Though mainstream economists are still expecting elevated inflation, because of tariffs, in reality inflation is quite clearly falling. It is my contention that for the last several months, both the rate of change in the inflation rate and the rate of the rate of change has been seriously negative. Once the market and the central bank realize this, Jerome Powell will be forced to proceed with rate cuts and small-caps along with the broader market will make major bull run, just like in 1926.
Though US fixed income rates have been hovering between 4-5%, our model indicates that they will again fall back down towards 1.25-1.5% within this three-year cycle.
What Comes Next: Following the 1926 Path
If 2025 continues to track 1926, the next phase is a period of sustained gains. Historical analogs show that after a choppy Q1, the remainder of 1926 produced steady monthly increases, particularly in the broader market. Small and mid-cap names outperformed the blue chips. That same pattern appears to be playing out again this year.
Expect summer to be especially strong. Based on the 1926 Dow and S&P 90 data, months like June, July, and August posted consecutive gains, even as economic sentiment remained cautious. This was the calm before the vertical move of 1927–1929. Today’s market shows similar signs: improving breadth, declining volatility, and renewed capital flows into U.S. equities and credit.
Catalysts Driving the Current Bull Market
Several structural tailwinds continue to drive this market higher, echoing the prosperity drivers of the Roaring Twenties:
- Energy Independence: U.S. energy production is booming. Oil and natural gas exports are at record highs. Domestic energy costs remain well below global averages, creating a competitive advantage across the economy.
- AI, Robotics, and Quantum Leap: Technological productivity is accelerating faster than any period in modern history. AI adoption is reshaping every sector—from logistics and finance to health care. Companies like Eli Lilly, Nvidia, and Broadcom are becoming infrastructure plays for a new industrial era.
- Capital Discipline: Federal deficit reduction efforts—through spending restraint and targeted tariffs—are cooling inflation and stabilizing long-term interest rates.

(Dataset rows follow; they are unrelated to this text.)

PR #893, opened 2016-03-02
fix #884 Option2 for append scope name

### LINKED ISSUE #884: Output mock scope at failure

cuitoldfish:


cuitoldfish:
I would say I like this option most.
In the current design, `mockNamedValue` is the class to describe the "value", and it's close for changing the class content, the relation among members, and the relation between `mockNamedValue` and it's member,  but open for the modification for the value members, the value can have it's own discretion on type(void*, int, and so on) and off course behavior, member variable.
mock support is just one instance of that "value", and it deserve it's own scope_ member to make itself more definitely.
what's more, the duplication here is not so bad because scope in `mockNamedValue` and `mockSupport` both from the same sources then no possibility to have the non-uniformity between the two scope.

basvodde:
Shouldn't you set the scope in getMockSupportScope, when the scope gets created?

cuitoldfish:
I currently do set scope  in getMockSupportScope, just after clone()

basvodde:
Ah yes, I missed that. Only thing, could you rename the withScope to just setScope or so ? I believe the withScope/setScope isn't going to be used by CppUTest users themselves, correct? Now it suggests it is similar to the other with methods, whereas it probably isn't.

cuitoldfish:
I agree, this function should be confined to be used inside the mockSupport class.

how about change the name to `completeMockSupportWithScope`?  and shall we declare this small function to inline?

basvodde:
How about adding the scope to clone ?

cuitoldfish:
I was thinking this yesterday, and also declare the scope_ to const, but I have concern to change the meaning of clone() because we need to pass the scope name to clone() function

basvodde:
Clone is only used there, right?

cuitoldfish:
yeah, I mean the `clone` has one world known meaning, extra parameter will change that and then add misunderstanding to the readebility

basvodde:
I think it is ok, especially if you consider scope to be kinda equal to the name of the Mock. So, lets just change clone and have a default parameter to "".

cuitoldfish:
OK. and I prefer to rename scope_ to mockName_, and make it const which can only be set when mockSupport is constructed, no possibility to get changed

basvodde:
Thanks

The 20-year Treasury yield, once spiking above 5%, has now fallen toward 4%, removing a major headwind for equities.
- Global Divergence: As China and Europe struggle with sluggish growth, debt burdens, and demographic stagnation, the U.S. is pulling away as the world’s economic engine. This mirrors the post-WWI global shift that left America in a dominant financial and technological position.
Investment Positioning for 2H 2025
The message from history is clear: volatility is not a warning, it’s the prelude.

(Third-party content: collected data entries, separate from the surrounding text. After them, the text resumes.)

PR #894, opened 2016-03-07
Pending fixes for cl2k (Cl2000, c2000): C++ vs. C function pointer problem

arstrube:
Using a typedef inside the correct space (C or C++) is the only way to make a function pointer C-ish or Cpp-ish. It is also elegant and simple.

I won't waste any more time on attempted hacks that invariably don't work.


arstrube:
In MockSupport_cTest.cpp,
```c++
extern "C" {
    typedef void C_Func();
}
```
could be replaced with:
```c++
extern "C" {
    void (*defaultFunctionPointer)() = (void(*)()) 1;
    void (*expectedFunctionPointer)() = (void(*)()) 10;
}
```
Instead of testing `(void(*)())1` one then tests `defaultFunctionPointer`
for testing. This does most definitely NOT make for cleaner code, though :-[

A similar method for MockSupport_c.cpp would NOT work, since on would need to assign a C++ function pointer to a C function pointer at some point, which is an error (not a Werror).

arstrube:
@basvodde why are you so opposed to using a typedef?

1. It is clean
2. It is self-documenting (name could be made even more explicit)
3. It is limited to source file scope and not propagated via headers

basvodde:
Eheh

Well, 
1) I don't think it is cleaner
2) In this case, I'd prefer seeing the cast than having to look for the typedef
3) So is a cast.

There were 3 casts or so, I don't see how adding a typedef makes a difference. I felt it to be less clear.

arstrube:
Yes, but the cast has one distinct drawback. It is impossible :-).

arstrube:
Cast without typedef is just simply no option, because C++ doesn't really provide a way to cast a function pointer to either C or C++ (because for all 'normal' compilers, there's no difference to start with).

The main problem is that the compiler cannot find a 'matching' method (e.g. one that takes a C function pointer). By trying to provide one, that would move the problem to the header, which is worse. 

Frankly, I am getting very tired of this discussion. I am willing to do what can be done, but this is a dead end and really, what I did in the tests to avoid the typedef stinks. Big.

arstrube:
Cast without typedef doesn't work.

basvodde:
Well, in that case we need a typedef.

Please rename it thouhh, Cpp_Func is a bit to general. But are you sure the cast didn't work? I'm surprised about that, it is weird...

arstrube:
Yes, renaming is fine with me. Do you have a suggestion, perhaps? Perhaps it should have _for_Cl2000 in the name? I would rather take a name that you see fit, seeing that I can't make the typedef go away.

And can I leave the typedef in the tests, or would you prefer the code as is in this PR? I don't like it, but it does work, so I'm okay with it.

Yes, unfortunately, by now I am absolutely 110% sure. There was only one context where it did work (which I moved to the other PR), and in the tests, I can cheat by defining functions to pass as pointers within extern "C". (That cheat won't work for the source code, because at some point I would have to cast the argument (C) and assign it to the variable (C++), and for that cast I would need the typedef.... you see, it's a lot like running in circles really fast :-P

The Cl2000 compiler is weird indeed. Apparently it considers the body of a function defined as extern "C" to be "c-ish", even in C++. That's why a normal cast doesn't make it "c++-ish". Also, generally in C++, It is also not possible to declare anything as extern "C" within a function body. 

Usually a cast is the hint we give the compiler to choose a particular overloaded function, right? Is there any other way to guide / force the compiler's hand? If so, that might be one last option that could be explored. Someone was talking about it in another context, but it was a bit over my head.

arstrube:
> The Cl2000 compiler is weird indeed. Apparently it considers the body of a function defined as extern "C" to be "c-ish", even in C++. That's why a normal cast doesn't make it "c++-ish". Also, generally in C++, It is also not possible to declare anything as extern "C" within a function body.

Investors should view any short-term dislocation as an opportunity to add exposure. Small and mid-cap equities, industrial automation names, AI infrastructure, and domestic energy producers remain well-positioned. Bond markets may offer tactical trades, but the lasting returns will come from equities.

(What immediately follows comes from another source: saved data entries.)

PR #896, opened 2016-03-11
Pending fixes for cl2k (Cl2000, c2000): C++ vs. C function pointer problem - version 2

arstrube:
This works.


src/CppUTestExt/MockSupport_c.cpp
```diff
@@ -32,6 +32,16 @@
 #include "CppUTestExt/MockSupport.h"
 #include "CppUTestExt/MockSupport_c.h"
 
+extern "C"
+{
+    typedef void (*cpputest_c_function_pointer)();
+}
+
```
arstrube: I'd prefer something shorter like `typedef void (*fp_c)();` now that it is used only once.

basvodde: I'd prefer not as this is more descriptive and your editor should autocomplete anyway :)

arstrube: hehe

While the path may not be linear, the direction is clear. We are now well into the 1926 phase of the cycle, a setup that historically produced 200–300% gains over the following three years.
A Century Apart, But Nearly Identical
History may not repeat, but in 2025, it’s rhyming with extraordinary fidelity.
The same economic patterns that lifted America out of the post-WWI haze are now lifting it out of the post-pandemic reset. What made the 1920s historic wasn’t just a recovery, it was transformation. We are witnessing that again today. Those who recognize it and act accordingly, stand to benefit from what may be one of the most powerful bull markets of the 21st century.
As I’ve said before: this isn’t just a rally. It’s a revolution in capital, energy, and innovation. Just like 1926.